Processing of the demographic and one-off clinical data table resulted in the creation of one data table containing 42 variables for 251 patients and another containing 10 continuous variables for 203 patients (Fig. 2).

Fig. 2
figure 2

Data processing stages leading to the creation of two data tables for cluster analysis

Cluster Analysis

Agglomerative hierarchical clustering of the combined data revealed five clusters selected based on visual inspection of the resulting dendrogram (Fig. 3). Cluster B contained most patients (160), clusters A, C and D were of similar size (33, 22 and 33) and cluster E was an outlier with only three patients (Table 1). The features of clusters A and D were the most clinically interesting. Patients in cluster A tended to be older and were most likely to have: consumed alcohol; fallen or been assaulted; previous dysfunction; mass lesion on CT (computed tomography). Despite having reasonable GCS motor scores on admission they had the highest mortality. Patients in cluster D tended to be younger and were most likely to have: been in a road traffic accident; associated multi-trauma; hypoxia and hypotension on admission; lowest GCS motor score; dilated and non-reactive pupils; lowest GOS.

Fig. 3
figure 3

Cluster dendrogram output through agglomerative hierarchical cluster analysis of the combined data table. The division of the dendrogram to produce five clusters is demonstrated

Table 1 Selected group characteristics from the cluster analysis of all available data

Hierarchical cluster analysis of the continuous data table revealed three clusters based on visual inspection of the dendrogram. Cluster A contained most of the patients (175), whereas clusters B and C were of equal size (14; Table 2). Cluster C seems to have the most unique features with a tendency to lower SaO2 and PaO2 values, associated with increased transfer time from the pre-neurosurgical hospital (PNSH) to the neurosurgical hospital (NSH).

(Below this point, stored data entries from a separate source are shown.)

Issue #538, opened 2021-10-04
JSON schema validation failing due to deprecation of "types" keyword


pont-us:
Since the release of jsonschema 4, multiple unit tests are failing in xcube, xcube-cci, and xcube-cds. The culprit is the `types` argument supplied to `jsonschema.validate` in `xcube.util.jsonschema.validate_instance`, which has been deprecated for a while and is now entirely unsupported as of jsonschema 4.

We use the `types` keyword to make jsonschema recognize tuples as arrays; this functionality now needs to be re-implemented in a jsonschema-4-compatible way.

pont-us:
Fixed by #539 .

PR #539, opened 2021-10-04
JSON schema validation: re-implement type checking

pont-us:
Addresses Issue #538.

JSON Schema 4 no longer supports the types keyword for validation.
This PR changes the implementation of schema validation to carry
out type checking with a custom validator instead.

[Description of PR]

Checklist:

* [ ] AppVeyor CI passes

### DIFF
--- a/xcube/util/jsonschema.py
+++ b/xcube/util/jsonschema.py
@@ -101,10 +101,26 @@ class JsonSchema(ABC):
         # jsconschema needs extra packages installed to validate some formats;
         # if they are missing, the format check will be skipped silently. For
         # date-time format, strict_rfc3339 or rfc3339-validator is required.
+
+        schema = self.to_dict()
+
+        # By default, jsonschema only recognizes lists as arrays. Here we derive
+        # and use a custom validator which recognizes both lists and tuples as
+        # arrays.
+        base_validator = jsonschema.validators.validator_for(schema)
+        new_type_checker = \
+            base_validator.TYPE_CHECKER.redefine(
+                'array',
+                lambda checker, inst: isinstance(inst, (list, tuple)))
+        custom_validator = \
+            jsonschema.validators.extend(base_validator,
+                                         type_checker=new_type_checker)
+
         jsonschema.validate(instance=instance, schema=self.to_dict(),
+                            cls=custom_validator,
                             format_checker=jsonschema.draft7_format_checker,
                             # We have to explicitly sanction tuples as arrays.
-                            types=dict(array=(list, tuple)))
+                            )
 
     def to_instance(self, value: Any) -> Any:
         """Convert Python object *value* into JSON value and return the validated result."""


xcube/util/jsonschema.py
```diff
@@ -101,10 +101,26 @@ def validate_instance(self, instance: Any):
...
+        base_validator = jsonschema.validators.validator_for(schema)
+        new_type_checker = \
+            base_validator.TYPE_CHECKER.redefine(
+                'array',
+                lambda checker, inst: isinstance(inst, (list, tuple)))
+        custom_validator = \
+            jsonschema.validators.extend(base_validator,
+                                         type_checker=new_type_checker)
+
         jsonschema.validate(instance=instance, schema=self.to_dict(),
```
forman, line 119:
```suggestion
        jsonschema.validate(instance=instance, schema=schema,
```

otherwise `schema.to_dict()` is computed twice

xcube/util/jsonschema.py
```diff
@@ -101,10 +101,26 @@ def validate_instance(self, instance: Any):
...
         # if they are missing, the format check will be skipped silently. For
         # date-time format, strict_rfc3339 or rfc3339-validator is required.
+
+        schema = self.to_dict()
+
+        # By default, jsonschema only recognizes lists as arrays. Here we derive
+        # and use a custom validator which recognizes both lists and tuples as
+        # arrays.
+        base_validator = jsonschema.validators.validator_for(schema)
+        new_type_checker = \
```
forman, line 111: This wiring up here is not clear to me. Is it really that complicated to add a custom type check?

xcube/util/jsonschema.py
```diff
@@ -101,10 +101,26 @@ def validate_instance(self, instance: Any):
...
+        custom_validator = \
+            jsonschema.validators.extend(base_validator,
+                                         type_checker=new_type_checker)
+
         jsonschema.validate(instance=instance, schema=self.to_dict(),
+                            cls=custom_validator,
                             format_checker=jsonschema.draft7_format_checker,
                             # We have to explicitly sanction tuples as arrays.
-                            types=dict(array=(list, tuple)))
+                            )
```
forman, line 123: Format. Avoid hanging last paren.

forman (changes requested):

xcube/util/jsonschema.py
TonioF: Assuming you mean self, this will lead to a lot of test failures.

xcube/util/jsonschema.py
pont-us: I agree, it's rather involved compared to the old method, but this really is officially The Right Way according to [the JSON Schema documentation](https://python-jsonschema.readthedocs.io/en/stable/validate/#validating-with-additional-types), and I couldn't find a simpler one.

xcube/util/jsonschema.py
pont-us: I'm probably missing something here, but I can't find the other invocation of `to_dict()`, `schema` isn't defined, and if `schema` is a typo for `self` I don't understand how jsonschema is supposed to validate a `JsonSchema` object rather than the dict it's expecting.

xcube/util/jsonschema.py
forman: Bah, I don't like that.

forman (approved):
Ok!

Table 2 Group characteristics from the cluster analysis of continuous data

Discussion

This is a pilot project of cluster analysis of the BrainIT database and is the first analysis of its type in this rich data source. However, results produced through cluster analysis must be interpreted with caution. The clusters formed are dependent upon the dissimilarity metric and the method of cluster analysis chosen [4]. In this study, we used the Gower dissimilarity metric owing to the inclusion of categorical, ordinal and continuous data. Similar to previous studies in this domain, we elected to perform agglomerative hierarchical cluster analysis [2, 8, 10].

With the above caution in mind, we believe that our analyses have identified clusters of patients that are physiologically and clinically sensible. In analysing the table containing combined data types, we have identified two clinically relevant clusters of patients. The first is an older group, who have a higher rate of falls and are more likely to have mass lesions on CT. The second is a younger group, who have suffered multi-trauma and have markers of severe injuries on admission with more hypoxia, hypotension, pupil abnormalities and lower GCS scores. As would be expected from existing predictive models [5, 7], these patients tended to have poorer outcomes as assessed by the GOS.

In addition, analysis of the table containing only continuous data revealed a relevant cluster of patients who tended to have lower SaO2 and PaO2 values. It can be reasoned that this physiological derangement led to them also having longer transfer times from the PNSH to the NSH.

This project has successfully demonstrated the feasibility of using cluster analysis in the exploration of a large, mixed database of TBI patients. The unsupervised identification of clinically recognisable groups of patients supports the validity of the results presented. We now plan to apply similar analyses to other tables in the BrainIT database that contain high-frequency physiological data including blood pressure and intracranial pressure. The ultimate aim is to identify demographically and physiologically distinct groups of patients who will be amenable to specific treatment strategies.